>>>

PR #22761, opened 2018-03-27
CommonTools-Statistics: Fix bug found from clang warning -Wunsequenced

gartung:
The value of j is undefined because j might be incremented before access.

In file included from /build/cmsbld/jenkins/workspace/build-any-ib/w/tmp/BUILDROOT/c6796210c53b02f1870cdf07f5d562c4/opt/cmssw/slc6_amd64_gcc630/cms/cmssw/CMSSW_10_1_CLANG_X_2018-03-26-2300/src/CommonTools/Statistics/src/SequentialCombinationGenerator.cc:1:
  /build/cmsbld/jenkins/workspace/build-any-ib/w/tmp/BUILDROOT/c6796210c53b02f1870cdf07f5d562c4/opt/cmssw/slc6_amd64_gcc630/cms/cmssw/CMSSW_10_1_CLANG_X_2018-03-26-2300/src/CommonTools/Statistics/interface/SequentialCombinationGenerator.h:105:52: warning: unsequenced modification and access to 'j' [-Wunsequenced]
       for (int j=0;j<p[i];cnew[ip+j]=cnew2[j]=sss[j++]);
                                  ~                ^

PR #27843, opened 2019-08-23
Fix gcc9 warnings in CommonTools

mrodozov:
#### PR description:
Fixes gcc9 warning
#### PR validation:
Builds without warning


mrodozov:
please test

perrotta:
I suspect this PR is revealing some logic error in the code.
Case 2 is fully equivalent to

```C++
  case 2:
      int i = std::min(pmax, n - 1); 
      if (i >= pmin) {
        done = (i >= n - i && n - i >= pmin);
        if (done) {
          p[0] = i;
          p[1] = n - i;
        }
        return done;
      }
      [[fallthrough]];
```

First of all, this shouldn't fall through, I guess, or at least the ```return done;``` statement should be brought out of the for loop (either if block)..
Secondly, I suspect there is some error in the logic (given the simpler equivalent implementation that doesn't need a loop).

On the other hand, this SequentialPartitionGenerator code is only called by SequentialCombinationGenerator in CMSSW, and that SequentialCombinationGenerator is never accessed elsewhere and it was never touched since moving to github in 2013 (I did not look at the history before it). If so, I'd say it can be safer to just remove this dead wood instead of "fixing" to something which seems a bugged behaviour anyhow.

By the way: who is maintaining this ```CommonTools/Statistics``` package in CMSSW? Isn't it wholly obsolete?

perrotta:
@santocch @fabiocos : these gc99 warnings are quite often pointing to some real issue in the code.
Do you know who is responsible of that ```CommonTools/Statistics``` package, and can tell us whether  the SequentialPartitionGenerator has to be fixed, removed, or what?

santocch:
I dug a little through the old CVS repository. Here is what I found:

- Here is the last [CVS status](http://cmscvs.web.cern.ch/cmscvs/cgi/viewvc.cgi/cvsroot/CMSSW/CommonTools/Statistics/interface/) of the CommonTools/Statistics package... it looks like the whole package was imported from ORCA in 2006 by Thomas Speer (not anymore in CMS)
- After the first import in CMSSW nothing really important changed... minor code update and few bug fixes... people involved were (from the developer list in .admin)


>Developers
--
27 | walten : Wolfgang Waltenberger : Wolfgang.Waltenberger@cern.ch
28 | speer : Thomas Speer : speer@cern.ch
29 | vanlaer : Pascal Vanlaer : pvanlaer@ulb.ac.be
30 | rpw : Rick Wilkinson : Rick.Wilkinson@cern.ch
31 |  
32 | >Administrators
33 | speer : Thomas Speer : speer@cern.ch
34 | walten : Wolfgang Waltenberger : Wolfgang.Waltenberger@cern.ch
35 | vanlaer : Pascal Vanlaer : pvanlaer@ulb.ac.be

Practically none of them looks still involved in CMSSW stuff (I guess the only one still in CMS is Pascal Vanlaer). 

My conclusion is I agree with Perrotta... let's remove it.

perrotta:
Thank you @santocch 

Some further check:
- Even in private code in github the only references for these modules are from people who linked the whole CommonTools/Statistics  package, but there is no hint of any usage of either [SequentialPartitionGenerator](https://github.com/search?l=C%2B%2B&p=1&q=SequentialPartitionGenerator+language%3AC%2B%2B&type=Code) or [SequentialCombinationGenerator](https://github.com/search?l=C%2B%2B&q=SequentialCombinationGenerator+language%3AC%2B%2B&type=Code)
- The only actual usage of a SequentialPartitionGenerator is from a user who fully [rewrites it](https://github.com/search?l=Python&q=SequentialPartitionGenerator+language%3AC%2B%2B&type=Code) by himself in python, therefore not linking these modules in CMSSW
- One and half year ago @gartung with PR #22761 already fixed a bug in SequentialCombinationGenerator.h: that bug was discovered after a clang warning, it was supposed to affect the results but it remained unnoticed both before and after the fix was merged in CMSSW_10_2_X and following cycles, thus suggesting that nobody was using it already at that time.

<<<

▸ **Work request**
Would you copy, word for word, only the lines from the start of the listing to the one that contains "In file included", both included?

▸ **Task response**
PR #22761, opened 2018-03-27
CommonTools-Statistics: Fix bug found from clang warning -Wunsequenced

gartung:
The value of j is undefined because j might be incremented before access.

In file included from /build/cmsbld/jenkins/workspace/build-any-ib/w/tmp/BUILDROOT/c6796210c53b02f1870cdf07f5d562c4/opt/cmssw/slc6_amd64_gcc630/cms/cmssw/CMSSW_10_1_CLANG_X_2018-03-26-2300/src/CommonTools/Statistics/src/SequentialCombinationGenerator.cc:1:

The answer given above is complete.